▶ _WORK TASK_
Every record below should be printed exactly as it appears.

▶ _EXERCISE DATA_
PR #2479, opened 2026-03-11
Fix response time precision loss in sql_injection_detector measure_request_time

WHOIM1205:
### Issue
In `sql_injection_detector.py` (line 109), the request timing logic uses `datetime.timedelta(...).seconds`, which truncates the measured response time to integer seconds.

### Impact
This removes sub-second precision required for reliable **time-based SQL injection detection**.  
With the default threshold of **5 seconds**, response delays between **4.0–4.99 seconds** are truncated to `4`, causing the `>= 5` comparison to fail and potentially missing valid injection delays under normal network jitter.

### Fix
Replace `.seconds` with `.total_seconds()` to preserve full timing precision.

### Result
Time-based SQL injection detection now uses accurate response timing and avoids silently missing vulnerabilities due to integer truncation.

### DIFF
--- a/artemis/modules/sql_injection_detector.py
+++ b/artemis/modules/sql_injection_detector.py
@@ -1,4 +1,4 @@
-import datetime
+
 import random
 import re
 import urllib
@@ -106,7 +106,7 @@ class SqlInjectionDetector(ArtemisBase):
         except requests.exceptions.Timeout:
             return Config.Modules.SqlInjectionDetector.SQL_INJECTION_TIME_THRESHOLD
 
-        return datetime.timedelta(seconds=timer() - start).seconds
+        return timer() - start
 
     def contains_error(self, url: str, response: Optional[HTTPResponse]) -> str | None:
         if response is None:


WHOIM1205:
heyy @kazet 
sql injection detector uses timedelta seconds which truncates sub second response time this can cause time based sql injection delays below the threshold to be missed using total seconds will preserve timing precision

kazet:
SQL injection times below the threshold should be treated as no vulnerability.

If you ask the db to sleep(5) and it sleeps 4.9, it's a FP not a time-based SQLi, isn't it?

WHOIM1205:
> SQL injection times below the threshold should be treated as no vulnerability.
> 
> If you ask the db to sleep(5) and it sleeps 4.9, it's a FP not a time-based SQLi, isn't it?

I understand the threshold logic. My point was about precision loss in measurement. timedelta seconds truncates the value so a response like 4.9 becomes 4. Using total seconds would keep the real measured time and avoid that truncation

PR #2480, opened 2026-03-11
Fix silent vulnerability finding loss in detection pipeline

WHOIM1205:
### Bug Summary
Certain modules could silently drop valid vulnerability findings due to improper handling of unexpected responses or missing validation during the finding attribution and processing pipeline. In some cases, results returned from scanners or helper functions were not correctly propagated, causing legitimate detections to be ignored.

### Fix
Added proper validation and handling to ensure findings are consistently propagated through the detection pipeline. This prevents valid vulnerability results from being silently discarded and ensures they reach the reporting layer.


WHOIM1205:
hey @kazet 
This fix ensures valid vulnerability findings are not silently dropped during processing

PR #2481, opened 2026-03-11
Fix fd corruption in OutputRedirector when SIGALRM interrupts cleanup

WHOIM1205:
### Summary
Fix a signal interruption race condition in `OutputRedirector.__exit__()` that can corrupt `stdout`/`stderr` file descriptors when `timeout_decorator` raises `TimeoutError` via `SIGALRM` during cleanup.

### Problem
If `SIGALRM` fires while `__exit__()` is restoring file descriptors using `os.dup2`, the cleanup sequence can be interrupted between restoring `stdout` and `stderr`. This leaves `stderr` pointing to the dead `tee` pipe and prevents the remaining cleanup steps from running.

This leads to:
- zombie `tee` processes
- broken `stderr` causing lost logs or `BrokenPipeError`
- file descriptor leaks across retries
- eventual worker crashes with `Too many open files`

### Fix
Temporarily block `SIGALRM` during the critical cleanup section of `OutputRedirector.__exit__()` so the file descriptor restoration and process cleanup complete atomically.

The original signal handler is restored after cleanup.

### Impact
- prevents stdout/stderr corruption
- prevents zombie tee processes
- avoids fd leaks during retries
- ensures logs are preserved for timed out tasks

### DIFF
--- a/artemis/output_redirector.py
+++ b/artemis/output_redirector.py
@@ -1,4 +1,5 @@
 import os
+import signal
 import subprocess
 import sys
 import tempfile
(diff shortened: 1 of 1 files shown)


WHOIM1205:
hey @kazet 
This fixes a race where timeout signal interrupts OutputRedirector cleanup and leaves stderr pointing to a dead pipe which can break logs and leak file descriptors

kazet:
How did you cause this problem to occur in real Artemis usage?

WHOIM1205:
> How did you cause this problem to occur in real Artemis usage?

From what I saw in the flow the timeout decorator clears the timer in its finally before exit runs so the window is small. But exit restores stdout and stderr one after the other and if a signal happens to arrive between those steps the cleanup could stop midway and stderr may still point to the tee pipe. This change just makes that small cleanup section safe so the descriptors always get restored.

▶ _WRITTEN SOLUTION_
PR #2479, opened 2026-03-11
Fix response time precision loss in sql_injection_detector measure_request_time

WHOIM1205:
### Issue
In `sql_injection_detector.py` (line 109), the request timing logic uses `datetime.timedelta(...).seconds`, which truncates the measured response time to integer seconds.

### Impact
This removes sub-second precision required for reliable **time-based SQL injection detection**.  
With the default threshold of **5 seconds**, response delays between **4.0–4.99 seconds** are truncated to `4`, causing the `>= 5` comparison to fail and potentially missing valid injection delays under normal network jitter.

### Fix
Replace `.seconds` with `.total_seconds()` to preserve full timing precision.

### Result
Time-based SQL injection detection now uses accurate response timing and avoids silently missing vulnerabilities due to integer truncation.

### DIFF
--- a/artemis/modules/sql_injection_detector.py
+++ b/artemis/modules/sql_injection_detector.py
@@ -1,4 +1,4 @@
-import datetime
+
 import random
 import re
 import urllib
@@ -106,7 +106,7 @@ class SqlInjectionDetector(ArtemisBase):
         except requests.exceptions.Timeout:
             return Config.Modules.SqlInjectionDetector.SQL_INJECTION_TIME_THRESHOLD
 
-        return datetime.timedelta(seconds=timer() - start).seconds
+        return timer() - start
 
     def contains_error(self, url: str, response: Optional[HTTPResponse]) -> str | None:
         if response is None:


WHOIM1205:
heyy @kazet 
sql injection detector uses timedelta seconds which truncates sub second response time this can cause time based sql injection delays below the threshold to be missed using total seconds will preserve timing precision

kazet:
SQL injection times below the threshold should be treated as no vulnerability.

If you ask the db to sleep(5) and it sleeps 4.9, it's a FP not a time-based SQLi, isn't it?

WHOIM1205:
> SQL injection times below the threshold should be treated as no vulnerability.
> 
> If you ask the db to sleep(5) and it sleeps 4.9, it's a FP not a time-based SQLi, isn't it?

I understand the threshold logic. My point was about precision loss in measurement. timedelta seconds truncates the value so a response like 4.9 becomes 4. Using total seconds would keep the real measured time and avoid that truncation

PR #2480, opened 2026-03-11
Fix silent vulnerability finding loss in detection pipeline

WHOIM1205:
### Bug Summary
Certain modules could silently drop valid vulnerability findings due to improper handling of unexpected responses or missing validation during the finding attribution and processing pipeline. In some cases, results returned from scanners or helper functions were not correctly propagated, causing legitimate detections to be ignored.

### Fix
Added proper validation and handling to ensure findings are consistently propagated through the detection pipeline. This prevents valid vulnerability results from being silently discarded and ensures they reach the reporting layer.


WHOIM1205:
hey @kazet 
This fix ensures valid vulnerability findings are not silently dropped during processing

PR #2481, opened 2026-03-11
Fix fd corruption in OutputRedirector when SIGALRM interrupts cleanup

WHOIM1205:
### Summary
Fix a signal interruption race condition in `OutputRedirector.__exit__()` that can corrupt `stdout`/`stderr` file descriptors when `timeout_decorator` raises `TimeoutError` via `SIGALRM` during cleanup.

### Problem
If `SIGALRM` fires while `__exit__()` is restoring file descriptors using `os.dup2`, the cleanup sequence can be interrupted between restoring `stdout` and `stderr`. This leaves `stderr` pointing to the dead `tee` pipe and prevents the remaining cleanup steps from running.

This leads to:
- zombie `tee` processes
- broken `stderr` causing lost logs or `BrokenPipeError`
- file descriptor leaks across retries
- eventual worker crashes with `Too many open files`

### Fix
Temporarily block `SIGALRM` during the critical cleanup section of `OutputRedirector.__exit__()` so the file descriptor restoration and process cleanup complete atomically.

The original signal handler is restored after cleanup.

### Impact
- prevents stdout/stderr corruption
- prevents zombie tee processes
- avoids fd leaks during retries
- ensures logs are preserved for timed out tasks

### DIFF
--- a/artemis/output_redirector.py
+++ b/artemis/output_redirector.py
@@ -1,4 +1,5 @@
 import os
+import signal
 import subprocess
 import sys
 import tempfile
(diff shortened: 1 of 1 files shown)


WHOIM1205:
hey @kazet 
This fixes a race where timeout signal interrupts OutputRedirector cleanup and leaves stderr pointing to a dead pipe which can break logs and leak file descriptors

kazet:
How did you cause this problem to occur in real Artemis usage?

WHOIM1205:
> How did you cause this problem to occur in real Artemis usage?

From what I saw in the flow the timeout decorator clears the timer in its finally before exit runs so the window is small. But exit restores stdout and stderr one after the other and if a signal happens to arrive between those steps the cleanup could stop midway and stderr may still point to the tee pipe. This change just makes that small cleanup section safe so the descriptors always get restored.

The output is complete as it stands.